The value for p4.revision is “SNAP” by default, meaning that if I make a local build, I’ll get an artifact with the version 5.0.2-SNAP. I know that these builds should never be promoted to production or handed to customers because the word SNAP gives it away.  However, when a build is created by the CI system, the following command is passed:

clean deploy sonar:sonar -Dp4.revision=${env.GO_PIPELINE_LABEL}

This overwrites the value for p4.revision, passing in the Perforce commit number, and the build will create something like 5.0.2-1234 (where 1234 is my imaginary p4 commit number).

I’ve added a property called main.version, which is the same as the full version but without the build number. I’ve done this so that I can package up my customer builds (ina  zip) and label them with the version 5.0.2. After all, customers don’t care about the build number.

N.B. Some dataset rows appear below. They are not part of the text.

PR #75, opened 2021-03-10
WIP: adding language localization - working for one page

### LINKED ISSUE #74: Language localization

dalmia:
Fixes #74 

## Summary

We want to support switching between multiple languages. This PR will make it possible.
- [x] Translate all platform strings
- [x] place the locale switcher in a decent place
- [x] wherever remote config is being updated, update the local config
- [x] if not logged in or logged in, fetch user config and set local config
- [x] Set/update preference in user config (local and remote)
- [x] Fetch default locale from vuex store

## Test Plan
Will start testing once I am done with the changes.

## Resources
Using the following resources as a guide:
- [Guide to localization in Vue](https://phrase.com/blog/posts/ultimate-guide-to-vue-localization-with-vue-i18n/#Creating_our_Demo) - this is for the Vue2 version of the plugin. So, I am tweaking a few things from here but overall a good guide.
- Vue-i18n [documentation](https://vue-i18n.intlify.dev/guide/)


pritamps (changes requested):
Cool!!

Just remove that sample file (HelloI-8n.vue), and is good to go!

pritamps:
Maybe also:

1. have different files for each language, and then combine into one?
2. Add a TODO (not needed now) for updating the files remotely (so the repo has defaults, but the strings come from a service), so that strings can be changed on the fly without deployment/developer time

pritamps:
4. This may or may not be important, but only way to know is to answer it :D: what is the size of the localization library once bundled?

src/App.vue
```diff
@@ -1,14 +1,22 @@
...
 
 <script>
+import LocaleSwitcher from "./components/LocaleSwitcher.vue";
 export default {
+  components: {
+    LocaleSwitcher,
+  },
+  created() {
+    console.log(this.$i18n.availableLocales);
+  },
```
deepansh96, line 19: can remove this if it was just used for local testing?
The console logs are not used when deploying on prod.
If a developer needs to see this info in console, then we can let it be
otherwise remove it

pritamps: Deepansh -- didn't you enable some plugin that removes all console logs before shipping? Or am I remembering wrong?

deepansh96: Yes yes it does remove
But only when we compile for deployment
While development, the console logs will remain

I try to remove them after developing and testing because they clog up the chrome console (in local dev)

None of this will matter when shipping

package.json
```diff
@@ -1,58 +1,60 @@
...
+        "vuex": "^4.0.0-beta.4"
     },
-    "rules": {}
-  },
-  "browserslist": [
-    "> 1%",
-    "last 2 versions",
-    "not dead"
-  ]
+    "devDependencies": {
```
pritamps, line 27: These changes are all by some auto formatter?

src/App.vue
```diff
@@ -1,14 +1,19 @@
 <template>
   <div id="nav">
-    <router-link to="/">Home</router-link> |
-    <router-link v-if="!isLoggedIn" to="/login/">Login</router-link>
-    <a href="#" v-if="isLoggedIn" @click="logout"> Logout</a>
+    <router-link to="/">{{ $t("nav.home") }}</router-link> |
```
pritamps, line 3: Nice :)

src/components/HelloI18n.vue
```diff
@@ -0,0 +1,19 @@
+<template>
+  <p>{{ $t('hello') }}</p>
```
pritamps, line 2: Remove file if not used

src/i18n.js
```diff
@@ -0,0 +1,24 @@
...
+/**
+ * Load locale messages
+ * 
+ * The loaded `JSON` locale messages is pre-compiled by `@intlify/vue-i18n-loader`,
+ * which is integrated into `vue-cli-plugin-i18n`.
+ * See: https://github.com/intlify/vue-i18n-loader#rocket-i18n-resource-pre-compilation
+ */
+function loadLocaleMessages() {
+    const messages = {
+        en: translationsEn,
```
pritamps, line 14: Excellent :)

pritamps (changes requested):
Just asking for one file deleted. This is great!

How does the player decide which language to show, finally? Maybe missed that in the PR

dalmia:
> Maybe also:
> 
> 1. have different files for each language, and then combine into one? Makes it easier to read and edit.
> 2. Add a TODO (not needed now) for updating the files remotely (so the repo has defaults, but the strings come from a service), so that strings can be changed on the fly without deployment/developer time
> 3. Add some error checking for missing strings. But maybe this is for future PRs when we actually add the translations

Agreed. There is a fallback locale option in general for missing strings - which I have kept as English. But yes, makes sense to have both the remote changing of strings and error checking for missing strings 👍

dalmia:
> 1. This may or may not be important, but only way to know is to answer it :D: what is the size of the localization library once bundled?

Size is around 500kb: https://www.npmjs.com/package/vue-i18n

package.json
dalmia: Yep - just after npm install.

src/App.vue
dalmia: Removed this!

dalmia:
> Wow!
> 
> This looks EXTREMELY remote friendly. Can we please please take the extra time and build it out as an API call, and have the strings stored on S3. We can then later add an editor to edit strings.
> 
> These can stay here as default, but while setting the strings for current session, it should try the API call for the current locale.
> 
> This way, strings will be independent of deployment, and more importantly from a philosophy POV, tech team won't have be involved for (for example) small string changes.
> 
> We can upload English strings, and then translations can come from remote place
> 
> Hmm, on second thought, let's not do this right now (unless you want to :P), but can you start tracking it in an issue?

Again, agreed that this would be super helpful! :)

dalmia:
> Just asking for one file deleted. This is great!
> 
> How does the player decide which language to show, finally? Maybe missed that in the PR

We get an instance of `$i18n` accessible throughout our app which has a `.locale` attribute. Whenever that value changes, automatically the language gets changed everything. And that value is reactively changed in `components/LocaleSwitcher.vue`. Does that make sense?

dalmia:
Sharing one issue that I encountered:

In case anyone has any answers, I am encountering a weird bug with Vuex. We are using Vuex with LocalStorage. Once a user logs in, I am fetching the user config and storing it locally on the local storage through Vuex. However, right after Vuex returns as done, if I print the value of localStorage.config -> comes out fine. But if get the same value through Vuex (Vuex also fetches the value through localStorage itself), it shows as null.

However, if I refresh the page once, I get the same value through both the routes
What could be the issue? Is Vuex caching the value somewhere and only after refresh fetching the updated value from the localStorage?

FYI, this issue exists for `localStorage.phone` too. Have made everything work by directly using `localStorage` everywhere but I would have preferred fetching values from Vuex.

dalmia:
Please check my new changes as well - added user configs being fetched, stored locally and locale preference being saved and updated as well - had to do some tweaking to handle those who will login for the first time and those who would be already logged in. I have tested it quite a lot locally but still would love to have a second eye.

pritamps:
> Sharing one issue that I encountered:
> 
> In case anyone has any answers, I am encountering a weird bug with Vuex. We are using Vuex with LocalStorage. Once a user logs in, I am fetching the user config and storing it locally on the local storage through Vuex. However, right after Vuex returns as done, if I print the value of localStorage.config -> comes out fine. But if get the same value through Vuex (Vuex also fetches the value through localStorage itself), it shows as null.
> 
> However, if I refresh the page once, I get the same value through both the routes
> What could be the issue? Is Vuex caching the value somewhere and only after refresh fetching the updated value from the localStorage?
> 
> FYI, this issue exists for `localStorage.phone` too. Have made everything work by directly using `localStorage` everywhere but I would have preferred fetching values from Vuex.

probably cache yes. Looks like you need to update a mutation or something: https://stackoverflow.com/questions/55356977/vuex-state-not-updating-from-local-storage#:~:text=directly%20(for%20example%20clicking%20a,the%20key%20doesn't%20exist.

src/App.vue
```diff
@@ -1,51 +1,121 @@
...
+          this.$store.dispatch("saveConfig", {
+            config: JSON.stringify(response.data), // save user config locally
+          });
+        });
+    },
+    setLocale() {
+      var redirectId = setInterval(() => {
+        // for some reason, the localStorage.config has the correct value
+        // but when fetching the same through Vuex, it gives null
+        // upon refreshing, the fetch from Vues starts working fine
```
pritamps, line 53: Because of this: https://stackoverflow.com/questions/55356977/vuex-state-not-updating-from-local-storage#:~:text=directly%20(for%20example%20clicking%20a,the%20key%20doesn't%20exist.

src/components/LocaleSwitcher.vue
```diff
@@ -0,0 +1,59 @@
...
+      <option value="hi">हिंदी</option>
+    </select>
+  </div>
+</template>
+
+<script>
+export default {
+  name: "LocaleSwitcher",
+  methods: {
+    setLocale() {
```
pritamps, line 14: It sees like we're assuming locale will be switched ONLY on `userConfig`. Just to be a little future-proof, I would suggest having two methods:

```
setLocale() {
// Simply set locale in the app
} 

setLocaleBasedOnUserConfig() {
// Fetch user config
setLocale()
}
```

Make sure all locale changing related logic is in this file only

pritamps: This method is setting the user config, or is it setting the current locale that app will show (which is what the name `LocaleSwitcher` seems to indicate. Little confused!

src/views/PhoneSignIn.vue
```diff
@@ -85,6 +88,35 @@ export default {
         });
     },
 
+    saveLocalUserConfig() {
```
pritamps, line 91: So this component is now doing two things:

1. Signing in with the phone
2. Saving user config, setting Locale etc

I would suggest separating the logic (`PhoneSignIn.vue`, `SetUserProperties.vue`), so that when we implement email sign in/other auth protocols, you just need to implement the sign in logic.

I see some code for experiments, etc, which should also be out of this file.

src/views/Player.vue
```diff
@@ -375,28 +374,32 @@ export default {
...
       if (this.isTutorialUploadRequired) {
-        this.userConfigs["tutorial"]["isComplete"] = this.isTutorialComplete;
-        this.userConfigs["tutorial"]["progress"] = this.tutorialProgress;
-        const tutorial_progress = {
+        this.userConfig["tutorial"]["isComplete"] = this.isTutorialComplete;
+        this.userConfig["tutorial"]["progress"] = this.tutorialProgress;
+        const userConfig = {
           "user-id": this.userId,
-          configs: this.userConfigs,
+          configs: this.userConfig,
```
pritamps, line 381: Continuing renaming, and name `configs` -> `config` also?

pritamps (changes requested):

dalmia:
> > > Just asking for one file deleted. This is great!
> > > How does the player decide which language to show, finally? Maybe missed that in the PR
> > 
> > 
> > We get an instance of `$i18n` accessible throughout our app which has a `.locale` attribute. Whenever that value changes, automatically the language gets changed everything. And that value is reactively changed in `components/LocaleSwitcher.vue`. Does that make sense?
> 
> No I mean -- is there a UI button deciding the locale? Or is it changed as a plio setting?

Yep - you can look at `components/LocaleSwitcher.vue`. It makes a UI button as shown in the image.
Screenshot 2021-03-12 at 10 32 13 AM

src/views/Player.vue
dalmia: The only issue here is that we'll have to go and rename all user config jsons. This is the default structure of the user config - I had initially also proposed keeping `config` here but deepansh felt that because this contains multiple configs like for tutorial progress, experiment allocation and now, locale, it should be plural.

pritamps:
> > No I mean -- is there a UI button deciding the locale? Or is it changed as a plio setting?
> 
> Yep - you can look at `components/LocaleSwitcher.vue`. It makes a UI button as shown in the image.
> Screenshot 2021-03-12 at 10 32 13 AM

Oh.. just thinking aloud here a bit:
1. So we want students to have the ability to change locale? If we want to set language for a student (for example, set Hindi for all students in Haryana), we have to do it from user config? 
2.  Does the button look good on mobile? And does it show on the player screen also in the same place, because there, the video is covering the whole screen no?

src/views/Player.vue
pritamps: Then maybe keep the other one also as plural? Now we are both inconsistent and incorrect :D Better to be one of the two :D

dalmia:
> > > 1. This may or may not be important, but only way to know is to answer it :D: what is the size of the localization library once bundled?
> > 
> > 
> > Size is around 500kb: https://www.npmjs.com/package/vue-i18n
> 
> This is a lot, and will increase our loading time quite a bit :( Can you check in the Vue UI about the overall package dimensions. @deepansh96 had done this when we ditched the phone library I think, so he can help.

I just checked on the Vue UI - this library `vue-i18n` is taking up only 80kb. That is fine, no?
Screenshot 2021-03-12 at 10 37 36 AM

dalmia:
> > > No I mean -- is there a UI button deciding the locale? Or is it changed as a plio setting?
> > 
> > 
> > Yep - you can look at `components/LocaleSwitcher.vue`. It makes a UI button as shown in the image.
> > Screenshot 2021-03-12 at 10 32 13 AM
> 
> Oh.. just thinking aloud here a bit:
> 
> 1. So we want students to have the ability to change locale? If we want to set language for a student (for example, set Hindi for all students in Haryana), we have to do it from user config?
> 2. Does the button look good on mobile? And does it show on the player screen also in the same place, because there, the video is covering the whole screen no?

yep sharing the screenshots - had tested them as well
Screenshot 2021-03-12 at 10 39 27 AM
Screenshot 2021-03-12 at 10 39 09 AM

On the choice of language for the student, I have kept hindi as the default locale to begin with. If the student changes it to English, I think it is their choice and we shouldn't override that. In the future, once we have the creator moved here - the creator can choose the default language for their plios - which is what the learner will see unless they have explicitly set their locale - in which case we will use whatever locale they have set. Does that sound reasonable?

pritamps:
> On the choice of language for the student, I have kept hindi as the default locale to begin with. If the student changes it to English, I think it is their choice and we shouldn't override that. In the future, once we have the creator moved here - the creator can choose the default language for their plios - which is what the learner will see unless they have explicitly set their locale - in which case we will use whatever locale they have set. Does that sound reasonable?

Yes, seems very reasonable to me! 👍🏾 But seems like you're designing without user research? ;-)

pritamps:
> > > On the choice of language for the student, I have kept hindi as the default locale to begin with. If the student changes it to English, I think it is their choice and we shouldn't override that. In the future, once we have the creator moved here - the creator can choose the default language for their plios - which is what the learner will see unless they have explicitly set their locale - in which case we will use whatever locale they have set. Does that sound reasonable?
> > 
> > 
> > Yes, seems very reasonable to me! 👍🏾 But seems like you're designing without user research? ;-)
> 
> Just an initial call (as we have to take an initial call right? :P) - but definitely will be validating it once people start using.

Don't know man. I thought we weren't supposed to make assumptions any more and empathize, ideate, etc before implementing :P 

(just teasing. I think this is the correct choice!)

dalmia:
> > Sharing one issue that I encountered:
> > In case anyone has any answers, I am encountering a weird bug with Vuex. We are using Vuex with LocalStorage. Once a user logs in, I am fetching the user config and storing it locally on the local storage through Vuex. However, right after Vuex returns as done, if I print the value of localStorage.config -> comes out fine. But if get the same value through Vuex (Vuex also fetches the value through localStorage itself), it shows as null.
> > However, if I refresh the page once, I get the same value through both the routes
> > What could be the issue? Is Vuex caching the value somewhere and only after refresh fetching the updated value from the localStorage?
> > FYI, this issue exists for `localStorage.phone` too. Have made everything work by directly using `localStorage` everywhere but I would have preferred fetching values from Vuex.
> 
> probably cache yes. Looks like you need to update a mutation or something: https://stackoverflow.com/questions/55356977/vuex-state-not-updating-from-local-storage#:~:text=directly%20(for%20example%20clicking%20a,the%20key%20doesn't%20exist.

Yayyy - this solves it - we did have mutations in place but we were not updating these values in the mutation. After doing so, it is working. Thank you so much - I feel very happy now.

src/components/LocaleSwitcher.vue
dalmia: Oh, let me clarify this better. So, firstly, we will be fetching and storing the user config locally before any of the language switch - either once they log in (PhoneSignIn.vue) or for logged in users this is fetched in App.vue. Then, changing the `select` box will automatically change the current locale of that app (without any other function). The change in the select box will then invoke this function which will update the user config locally and remotely. So, I don't see a need for 2 different functions unless I have not understood something that you are saying. Does this make sense?

src/views/Player.vue
dalmia: achcha got it. makes sense.

src/views/PhoneSignIn.vue
dalmia: The code for experiments is just to redirect the user to the page where they came from. Nothing else.

dalmia: Looking at the separation of the logic now.

dalmia:
Fixed the config vs configs inconsistency - had to update backend too
Backend PR: https://github.com/avantifellows/plio-backend/pull/53

src/views/PhoneSignIn.vue
dalmia: Done

src/components/LocaleSwitcher.vue
pritamps: Still -- function is doing two things. Maybe rename to `setLocaleAndUpdateUserConfig`. 

Especially since you're updating user config, which sounds like a general operation, not only for locale. Perhaps should be in `UserProperties` component no?

src/components/SetUserProperties.vue
```diff
@@ -0,0 +1,37 @@
...
+            this.$store.getters.getUserId
+        )
+        .then((response) => {
+          this.$store.dispatch("saveConfigs", {
+            configs: JSON.stringify(response.data), // save user config locally
+          });
+        });
+    },
+
+    setLocale() {
```
pritamps, line 25: There is `UserProperties.setLocale` and `LocaleSwitcher.setLocale`. There is some cleanup here -- maybe move that method also here and split by functionality, since both are dealing with the user config?

src/views/Error.vue
```diff
@@ -1,175 +1,177 @@
...
-        <img src="../assets/chrome.svg">
+        class="icon-block"
+      >
+        <img src="../assets/chrome.svg" />
       </a>
       <div class="lead_text">
-        <p>ऊपर click करके Google Chrome download करें</p>
-        <p>या फिर</p>
-        <p>Link कॉपी करके Google Chrome में खोलें</p>
+        <p>&#128070;</p>
```
pritamps, line 86: What is this number here? :D

src/views/PhoneSignIn.vue
```diff
@@ -50,24 +55,31 @@ export default {
...
       })
         .then(() => {
           this.$store.dispatch("login", {
-            phone: this.phone_input,
+            phone: this.phoneInput,
           });
         })
+        .then(() => {
+          // set user config locally
+          this.$refs.userProperties.saveLocalUserConfigs();
```
pritamps, line 75: Nice!

pritamps (changes requested):
Looks great! One change or clarification still needed.. Can clarify and ship also!

src/views/Error.vue
dalmia: Just a finger emoji - pointing up :P

dalmia:
Great feedback on reusing the code components for config and locale @pritamps. Please have a look at my current changes - you might like it! :)

pritamps (approved):
Yeah! I do like a lot 👍🏾 👍🏾 !! Cool Work

I liked it before also, of course :P This is high quality stuff! 

I'm assuming @deepansh96 has looked at it also :P

deepansh96:
All good from my side. Have you already tested on staging or you'll do it after merging?

dalmia:
Tested everything on staging too

> All good from my side. Have you already tested on staging or you'll do it after merging?

Done testing on staging.

deepansh96:
> Tested everything on staging too
> 
> > All good from my side. Have you already tested on staging or you'll do it after merging?
> 
> Done testing on staging.


https://user-images.githubusercontent.com/20169829/110942932-8c5df900-8360-11eb-92ca-d7f0df644d05.mp4

dalmia:
Deployed! 🚀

An important policy to follow is once a build is released to a customer, one of the other version numbers MUST be increased, meaning all further builds will be at least 5.0.3. The decision of which version number to increase depends on various business factors – I like to increase the 3rd number if I’m releasing a patch to a previously released build. If I’m releasing new functionality I increase the second number. The first number gets increased for major releases. The whole issue of version numbers becomes a lot less complicated if you’re in the business of releasing software to web servers and you don’t actually have to hand software over to customers. In this instance, I just keep the full version number with the build number at the end, as it’s usually someone like me who has to look after the production system anyway!